Mary Ruefle, "On Fear," in Madness, Rack, and Honey

I suppose, as a poet, among my fears can be counted the deep-seated uneasiness surrounding the possibility that one day it will be revealed that I consecrated my life to an imbecility. Part of what I mean — what I think I mean — by "imbecility" is something intrinsically unnecessary and superfluous and thereby unintentionally cruel.

[...]

I asked the poet Tony Hoagland what he thought about fear. He said fear was the ghost of an experience: we fear the reoccurrence of a pain we once felt, and in this way fear is like a hangover. The memory of our pain is a pain unto itself, and thus feeds our fear like a foyer with mirrors on both sides. And then he quoted Auden:

"And ghosts must do again / What gives them pain."

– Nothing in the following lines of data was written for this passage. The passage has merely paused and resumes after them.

PR #2837, opened 2024-09-05
Prevent read only forms form being auto saved

avazirna:
## Summary
This PR prevents read only forms from being auto saved as incomplete, which would allow them to be loaded and submitted again.

## Safety Assurance

### Safety story
This only limits the scenarios where the auto-save feature is triggered.


shubham1g5:
@avazirna I already PR'ed this - https://github.com/dimagi/commcare-android/pull/2835 here, not sure if you are following slack messages.

PR #2842, opened 2024-09-10
Fixes a bug causing Updates to get stale

shubham1g5:
## Summary

https://dimagi.atlassian.net/browse/SC-3923

Bug Fix for App updates. 

Background updates were failing due to SessionNotAvailable exception due to us unneccesarily checking for user session being active in the Update Worker. This PR makes 2 important changes to eliminate this - 

1. Remove the check for user session from UpdateWrapper, we already perform user updates outside user sessions. 
2. If the error is caused by the wrapper code in UpdateWorker, we can simply result a task failure instead of handling it as an update code error and resetting the update downloads. 

## Safety Assurance

### Automated test coverage

Covered in [UpdateWorkerTests](https://github.com/dimagi/commcare-android/blob/master/app/unit-tests/src/org/commcare/update/UpdateWorkerTest.kt)

### Safety story

Mostly relying on tests coverage here plus the change not affecting any functional update code.

### DIFF
--- a/app/src/org/commcare/heartbeat/HeartbeatWorker.kt
+++ b/app/src/org/commcare/heartbeat/HeartbeatWorker.kt
@@ -29,9 +29,10 @@ class HeartbeatWorker(context: Context, workerParams: WorkerParameters):
                     Result.retry()
                 }
                 else -> {
-                    Logger.log(LogTypes.TYPE_ERROR_SERVER_COMMS,
-                            "Encountered unexpected exception during heartbeat communications: "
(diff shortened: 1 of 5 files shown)


avazirna:
I'm excited to see this fixed.

shubham1g5:
@avazirna Think we should roll this out in 2.53.1 as well with GD stuff.

shubham1g5:
Bumping this for review

shubham1g5:
PR'ed directly for hotfixing https://github.com/dimagi/commcare-android/pull/2850

PR #2846, opened 2024-09-12
Add FormInstanceId to InterruptedFormState 

avazirna:
## Summary
This PR add FormInstance Id to InterruptedFormState, reducing that way potential collisions around the SessionStateDescriptor Id.

## Safety Assurance

### Safety story
This is a simple change, just complementing an exiting model with a database Id, so risks associated are almost inexistent. The only risk is when updating from the previous version which didn't have the `formInstanceid`, but this was mitigated by defaulting `formInstanceId` to -1 when non-existent.


app/src/org/commcare/models/database/InterruptedFormState.java
```diff
@@ -33,12 +35,14 @@ public void readExternal(DataInputStream in, PrototypeFactory pf)
             throws IOException, DeserializationException {
         sessionStateDescriptorId = ExtUtil.readInt(in);
         formIndex = (FormIndex)ExtUtil.read(in, FormIndex.class, pf);
+        formRecordId = ExtUtil.readInt(in);
```
shubham1g5, line 38: this will fail when trying to recover a form which has been saved on older version of app as there will be nothing to read. Safety story on this PR should detail out the backward compatibility with this change and look into ways of having the old forms recover successfully after this is rolled out.

avazirna:

PR #2848, opened 2024-09-16
Fix an issue when unregistering Pending Sync Alerts receiver

avazirna:
## Summary
This PR fixes an issue when unregistering the Pending Sync alerts receiver, it seems that for some reason the registration of the receiver failed. Here's the stacktrace:
```
Fatal Exception: java.lang.RuntimeException: Unable to pause activity {org.commcare.dalvik/org.commcare.activities.FormEntryActivity}: java.lang.IllegalArgumentException: Receiver not registered: org.commcare.services.PendingSyncAlertBroadcastReceiver@3592b8b
       at android.app.ActivityThread.performPauseActivityIfNeeded(ActivityThread.java:5266)
       at android.app.ActivityThread.performPauseActivity(ActivityThread.java:5217)
       at android.app.ActivityThread.handlePauseActivity(ActivityThread.java:5168)
       at android.app.servertransaction.PauseActivityItem.execute(PauseActivityItem.java:46)
       at android.app.servertransaction.TransactionExecutor.executeLifecycleState(TransactionExecutor.java:176)
       at android.app.servertransaction.TransactionExecutor.execute(TransactionExecutor.java:97)
       at android.app.ActivityThread$H.handleMessage(ActivityThread.java:2336)
       at android.os.Looper.loop(Looper.java:246)
       at android.app.ActivityThread.main(ActivityThread.java:8653)
       at com.android.internal.os.RuntimeInit$MethodAndArgsCaller.run(RuntimeInit.java:602)
       at com.android.internal.os.ZygoteInit.main(ZygoteInit.java:1130)
```
Link to the in Crashlytics: [31900d304ee55c06bdbebdc58d102951](https://console.firebase.google.com/project/commcare-a57e4/crashlytics/app/android:org.commcare.dalvik/issues/31900d304ee55c06bdbebdc58d102951)

## Safety Assurance

- [X I have confidence that this PR will not introduce a regression for the reasons below

### DIFF
--- a/app/src/org/commcare/activities/FormEntryActivity.java
+++ b/app/src/org/commcare/activities/FormEntryActivity.java
@@ -907,11 +907,7 @@ public class FormEntryActivity extends SaveSessionCommCareActivity<FormEntryActi
         if (broadcastReceiver != null) {
             try {
                 unregisterReceiver(broadcastReceiver);
-            } catch (IllegalArgumentException e) {
-                // Thrown when given receiver isn't registered.
-                Logger.log(LogTypes.TYPE_ERROR_ASSERTION,
-                        "Tried to unregister a BroadcastReceiver that wasn't registered: " + e.getMessage());
-            }
+            } catch (IllegalArgumentException e) {}
         }
     }
 
--- a/app/src/org/commcare/activities/FormEntryActivity.java
+++ b/app/src/org/commcare/activities/FormEntryActivity.java
@@ -900,7 +900,7 @@ public class FormEntryActivity extends SaveSessionCommCareActivity<FormEntryActi
         }
         TextToSpeechConverter.INSTANCE.stop();
 
-        unregisterReceiver(pendingSyncAlertBroadcastReceiver);
+        attemptToUnregisterBroadcastReceiver(pendingSyncAlertBroadcastReceiver);
     }
 
     private void attemptToUnregisterBroadcastReceiver(BroadcastReceiver broadcastReceiver){
--- a/app/src/org/commcare/activities/FormEntryActivity.java
+++ b/app/src/org/commcare/activities/FormEntryActivity.java
@@ -891,16 +891,7 @@ public class FormEntryActivity extends SaveSessionCommCareActivity<FormEntryActi
             saveAnswersForCurrentScreen(false);
         }
 
-        if (mLocationServiceIssueReceiver != null) {
-            try {
-                unregisterReceiver(mLocationServiceIssueReceiver);
-            } catch (IllegalArgumentException e) {
-                // Thrown when given receiver isn't registered.
-                // This shouldn't ever happen, but seems to come up in production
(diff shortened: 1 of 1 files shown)


avazirna:

avazirna:

app/src/org/commcare/activities/FormEntryActivity.java
```diff
@@ -909,7 +900,19 @@ protected void onPause() {
...
+        attemptToUnregisterBroadcastReceiver(pendingSyncAlertBroadcastReceiver);
+    }
+
+    private void attemptToUnregisterBroadcastReceiver(BroadcastReceiver broadcastReceiver){
+        if (broadcastReceiver != null) {
+            try {
+                unregisterReceiver(broadcastReceiver);
+            } catch (IllegalArgumentException e) {
+                // Thrown when given receiver isn't registered.
+                Logger.log(LogTypes.TYPE_ERROR_ASSERTION,
```
shubham1g5, line 912: we should log this using `logger.exception()`

shubham1g5 (changes requested):
1. Curious if there is more info on this issue in a ticket /Firebase crash that can be linked in PR description ? 
2. Do we know the reason beahind broadcast not registering successfully ? 
3. Also why is this the only place we are safeguarding unregister calls and not other calls in the code ?

avazirna:
> 2\. Do we know the reason beahind broadcast not registering successfully ?

It's hard to say. I think maybe an error during registration that didn't bubble up, the system didn't register due to resources constraints or there are conditions causing `unregisterReceiver` to be called multiple times

avazirna:
> 3\. Also why is this the only place we are safeguarding unregister calls and not other calls in the code ?

I believe we are actually doing that in many places in the code, [here](https://github.com/dimagi/commcare-android/blob/68d250457c6753d7532a02f333fe57289c511d1f/app/src/org/commcare/utils/SessionRegistrationHelper.java#L62) and [here](https://github.com/dimagi/commcare-android/blob/68d250457c6753d7532a02f333fe57289c511d1f/app/src/org/commcare/location/CommCareProviderLocationController.kt#L58)

app/src/org/commcare/activities/FormEntryActivity.java
ctsims: I'd normally agree with this, but reviewing the [baseline docs](https://developer.android.com/reference/android/content/Context#unregisterReceiver(android.content.BroadcastReceiver)), it's clear that there are only two scenarios where this gets thrown and both involve a semantically clear outcome (the receiver was not registered before, or was already cleared). 

As such, I don't think necessary to log as an exception directly, which I think of as more of a clearing house for things we believe are (or are might be) actual errors. To me this is more like a NumberFormatException catch, which reflects a known condition using the catch callpath.

ctsims (approved):

shubham1g5 (approved):

PR #2851, opened 2024-09-17
Adjust user messages around the Session Pause feature

avazirna:
## Summary
This PR adjusts the messages around the Graceful Session Pause to be more inline with the expected user experience. 

## Feature Flag
This is behind a custom property called `cc-auto-form-save-on-pause`

## Product Description
This change entails:
- Navigating away from CommCare no longer triggers a message to the user;
- When restoring a session, the message is now to:
`CommCare was closed and the form you were in the middle of has been saved and resumed.`
## Safety Assurance

### Safety story
This needs to go through QA to make sure it doesn't impact with the Session Expiration workflow.


app/src/org/commcare/activities/FormEntryActivity.java
```diff
@@ -252,17 +252,17 @@ public void onCreateSessionSafe(Bundle savedInstanceState) {
     public void formSaveCallback(Runnable listener) {
         // note that we have started saving the form
         customFormSaveCallback = listener;
-        interruptAndSaveForm(exit);
+        interruptAndSaveForm(false);
```
shubham1g5, line 255: I am confused on semantics on the new parameter `autoSaving`. Given the `formSaveCallback` is called to auto-save the form as well, should not it be set to true ?

app/src/org/commcare/models/AndroidSessionWrapper.java
```diff
@@ -185,14 +185,19 @@ private static boolean ssdHasValidFormRecordId(int ssdId,
...
                     CommCareApplication.instance().getUserStorage(SessionStateDescriptor.class);
             SessionStateDescriptor current = sessionStorage.read(sessionStateRecordId);
             InterruptedFormState interruptedFormState = new InterruptedFormState(current.getID(), formIndex);
             HiddenPreferences.setInterruptedSSD(current.getID());
-            HiddenPreferences.setInterruptedFormState(interruptedFormState);
+            if (autoSaving) {
+                HiddenPreferences.setInterruptedFormState(interruptedFormState);
+            } else {
+                HiddenPreferences.clearInterruptedFormState();
+            }
```
shubham1g5, line 199: IMO think we should not introduce any additional non-required control flows in a hotfix branch as I am afraid we will need to do a QA on this otherwise but will let you take a call on this depending on how well you have tested these changes.

shubham1g5 (changes requested):

app/src/org/commcare/logic/AndroidFormController.java
```diff
@@ -20,13 +20,17 @@ public class AndroidFormController extends FormController implements PendingCall
...
+    private boolean restoredAfterSessionPause = false;
 
     private FormAnalyticsHelper formAnalyticsHelper;
 
     public AndroidFormController(FormEntryController fec, boolean readOnly, FormIndex formIndex) {
         super(fec, readOnly);
         formAnalyticsHelper = new FormAnalyticsHelper();
         formIndexToReturnTo = formIndex;
+        if (formIndex != null) {
+            restoredAfterSessionPause = true;
```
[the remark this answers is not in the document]
avazirna: I was trying to balance minimal changes to achieve that goal but I agree that this is not ideal, let me propose another approach

app/src/org/commcare/activities/FormEntryActivity.java
avazirna: Yeah, `autoSaving` as in the `autoSessionPauseSaving`, let me come up with another term.

> Given the formSaveCallback is called to auto-save the form as well, should not it be set to true ?

Considering that the `exit` flag was always set to true for the `formSaveCallback`, I thought about replacing it with another that can convey the same data point. I will review this was well.

app/src/org/commcare/logic/AndroidFormController.java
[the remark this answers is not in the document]
avazirna: I ended up passing the InterruptFormState to the form controller [1836d2f](https://github.com/dimagi/commcare-android/pull/2858/commits/1836d2fb100af6f0cf327b9499a3a72acedef8a2). I agree with include the FormIndex when the session expires but I believe that will require more changes, which might be a bit too far from the scope of this PR. But happy to discuss this a bit more.

app/src/org/commcare/activities/FormEntryActivity.java
```diff
@@ -1153,7 +1153,9 @@ private void handleFormLoadCompletion(AndroidFormController fc) {
         FormNavigationUI.updateNavigationCues(this, mFormController, uiController.questionsView);
         if (isRestartAfterSessionExpiration) {
             Toast.makeText(this,
-                    Localization.get("form.entry.restart.after.expiration"), Toast.LENGTH_LONG).show();
+                    Localization.get("form.entry.restart.after."
+                                    + (fc.getRestoredAfterSessionPause()?"session.pause":"expiration")),
```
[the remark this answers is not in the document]
avazirna: [d643cca](https://github.com/dimagi/commcare-android/pull/2858/commits/d643cca9d44a8fe17e29100fc3b394ea091c9e75)

app/src/org/commcare/activities/FormEntryActivity.java
avazirna: I changed the flags, added a `sessionExpiredOrSustended` ([3023424](https://github.com/dimagi/commcare-android/pull/2858/commits/30234248cc47e11985f484f4e4d296f2211abc6b)) and `userTriggered` ([312ade0](https://github.com/dimagi/commcare-android/pull/2858/commits/312ade00bdcc22e140d5a8087a15ac7a435958c0))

It is interesting to note that this idea — fear's being the ghost of pain, or imaginary pain — figures in psychological torture by the CIA; in fact, their experiments with pain found that imaginary pain was more effective than physical pain — poets, take note — and thus psychological torture more effective that physical torture. Here is an excerpt from their Exploitation Training Manual, written in 1983: "The threat of coercion usually weakens or destroys resistance more effectively than coercion itself. For example, the threat to inflict pain can trigger fears more damaging than the immediate sensation of pain."

Although I have never been bitten by a dog, I am scared to death of them, as I am of all living creatures, including myself and my own fragmentation in the long hall of mirrors.

James Ward, future British psychologist, broke with religion as a young man in 1872, but found himself a bundle of reflexes over which he had no choice and no control. He said: "I have no dread of God, no fear of the Devil, no fear of man, but my head swims as I write it — I fear myself."

What do I means by fear? Why I mean that thing which drives you to write, but let us step out of the foyer, and back onto the street, back down the road, and make our approach somewhat more slowly.

[...]

Dread. I like it better than the word fear because fear, like the unconscious emotion which is one of its forms, has only the word ear inside of it, telling an animal to listen, while dread has the word read inside of it, telling us to read carefully and find the dead, who are also there. But I have not used the word dread in what follows. I have used the word fear. And fear is an older word —

April 09, 2020

“When there is need, none sees with clarity”

But she shows all, candid and upright,
unto the last projecting fire and death,
and, turning to the others, I cry out
my pain of pains beholding Doris’s death:
There is protection from near everything,
from fire and damages by storm and frost,
oh, add whichever blows may come to mind.
But there is no protection from mankind.
When there is need, none sees with clarity.
No, only when the task is to beat down
When there is need, none sees with clarity.
No, only when the task is to beat down
and desolate the heart’s own treasury
of dreams to live upon in cold and evil years.

Aniara, 26

April 08, 2020

“does this world dawn on us”

Seldom do we take the slightest note
of our majestic wonder of a boat,
and only during sermons at a grave
does this world dawn on us as all we have;
then come a multitude of black thoughts flapping
through these vaults that hold us bound
filled with the echoes of a prior life
and threading an outlandish void of sound.

Harry Martinson, Aniara, translated by Klass, S. & Sjoberg, L.